In May 2026, the JavaScript ecosystem experienced one of the most sophisticated supply chain attacks ever documented. A malicious worm named **Mini Shai-Hulud** compromised **84 npm package artifacts across 42 `@tanstack/*` packages**, affecting libraries with over **12 million weekly downloads**.

This incident was not a simple developer credential leak.
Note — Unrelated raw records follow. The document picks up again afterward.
PR #165, opened 2021-05-03
Proper CRLF handling

tboegi:
Add proper CLRF-LF rules to .gitattributes.
Renormalie the bat files to LF in the repo and CRLF on disk.


mdavidsaver:
cf. https://git-scm.com/docs/gitattributes#_end_of_line_conversion

It looks like only the two .bat files are effected.

.gitattributes
```diff
@@ -4,3 +4,10 @@
 .appveyor/    export-ignore
 .appveyor.yml export-ignore
 README        export-subst
+
+#Which files need CRLF handling
+* text=auto
+*.pl text eol=lf
+*.sh text eol=lf
+*.bat text eol=crlf
+*.cmd -text
```
mdavidsaver: What is the motivation for treating `*.cmd` as binary?  Should this be `eol=lf`?

tboegi: -text stands for "don't treat line endings"
binary means "don't treat line endings - don't try to diff either"

There are unfortunatly 2 types of .cmd files:
a) Windows-ish (like .bat)
b) EPICS-ish (like st.cmd)
Don't mess with the line endings here, just to be sure. 

(This should probably go into the commit message)

mdavidsaver: Also, if `.pl` need special handling, what about `.pm` and `.plt`, or `.pod`?

I understand that `.bat` must be crlf since the windows batch file parser is quite picky.  What about the others?  It would be good to document the motivations.

anjohnson: Any why fix `*.pl` files to use LF (without also fixing `*.pm` and `*.plt` which also contain Perl code)? The Windows versions of Perl properly understands CRLF line-endings. The `*.sh` setting here also seems pointless to me.

mdavidsaver:
```sh
$ git ls-files|grep 'cmd$'
modules/libcom/test/iocshTestBadArg.cmd
modules/libcom/test/iocshTestBadArgIndirect.cmd
modules/libcom/test/iocshTestSuccess.cmd
modules/libcom/test/iocshTestSuccessIndirect.cmd
```

We currently have only iocsh scripts with `.cmd`.

tboegi: OK @mdavidsaver @anjohnson : Thanks for the reviews.
I'll send a new patch tomorrow.

FreddieAkeroyd:
As a windows developer, I would prefer `*.cmd` as `text` so it gets CRLF on windows,  IOCs are happy and it allows the file to work in windows editors that don't like just LF. Restricting `*.sh` to LF could be useful, if you have done a checkout in a folder using windows git and then access that same folder from cygwin/wsl then the `#!` in a shell script doesn't work if it has CRLF  (mingw64 seems more forgiving and looks to work with either line ending).

anjohnson:
@FreddieAkeroyd Thanks for the information about the `*.sh` pattern and the `#!` line.

The `startup/unix.sh` file is the only shell script that might apply to but it doesn't have a `#!` line (it must be sourced anyway, not run), and the 2 other `.sh` files in the epics-base repo are both developer-only scripts. There is a `#!/bin/sh` line in `startup/EpicsHostArch` but that filename doesn't match the pattern. Thus I don't see us needing a `*.sh` pattern in the `.gitattributes` file at all.

FreddieAkeroyd:
Actually, it seem that `sh` on the file also suffers a problem with line endings, I'd normally seen it on the `#!` part but it look it applies to the rest of the file too. So I think an `*.sh` pattern to always use LF would help in a few special cases, and also having `startup/EpicsHostArch` set to LF as you mention

mdavidsaver:
Ah, right.  Bash (or whatever) may be quite happy with CRLF, but the Linux kernel is only [looking for `'\n'`](https://github.com/torvalds/linux/blob/5e321ded302da4d8c5d5dd953423d9b748ab3775/fs/binfmt_script.c#L59).  So this is like the limitation of only one argument on a `#!` line.

```sh
$ hexdump -C test1.sh 
00000000  23 21 2f 62 69 6e 2f 73  68 0d 0a 65 63 68 6f 20  |#!/bin/sh..echo |
00000010  68 65 6c 6c 6f 0d 0a                              |hello..|
00000017
$ ./test1.sh 
bash: ./test1.sh: /bin/sh^M: bad interpreter: No such file or directory
```

Results in an attempt to read `"/bin/sh\r"`.

While strictly speaking it is only executable scripts which need `eol=lf`, it doesn't seem worthwhile trying to special case all of these.  So I'll accept `eol=lf` of all extensions which may potentially be executable scripts (including `.py`).

mdavidsaver:
Finding the extensions of all scripts intended to be executable.

```sh
$ git grep -l '^#!'| grep -o '\.[^.]*$'| sort -u
.cmd@Common
.cmd@Cross
.pl
.plt
.py
.sh
```

So I guess the change to `.gitattributes` would be:

```
# default to automatic
* text=auto

# batch scripts must have windows eol
*.bat text eol=crlf

# scripts which may be executable "#!" must have *nix eol to run on Linux (at least)
*.pl text eol=lf
*.plt text eol=lf
*.sh text eol=lf
*.py text eol=lf
*.cmd text eol=lf
# .cmd in unexpanded templates
*.cmd@* text eol=lf
```

anjohnson:
Your search appears to have missed `/startup/EpicsHostArch` and the `S99*` scripts, which all have no extension.

mdavidsaver:
... and also `modules/ca/src/client/S99caRepeater@`.  I guess these two need to be special cases in `.gitattributes`?

mdavidsaver:
`*.cmd text eol=lf` is missing, but I think this is close enough for such a small change.  I'll add this line and merge.

mdavidsaver:
Applied as: dc03d519fba9d0f4fe252e56547f428ae3aca4ee

@tboegi I see that github now requires that Actions CI builds be explicitly enabled for "new contributors".  I've now done this, so your future Base PRs should be tested automatically.

tboegi:
@mdavidsaver and all: Thanks for the help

It was a chained, automated attack that exploited vulnerabilities in trusted CI/CD infrastructure, dynamically publishing malicious updates to the npm registry.

***

## 1. The Three-Stage Attack Chain

The attacker did not target maintainers with phishing or steal long-lived API keys from their personal computers. Instead, the attack exploited the trust boundaries within **GitHub Actions** and the package release pipeline.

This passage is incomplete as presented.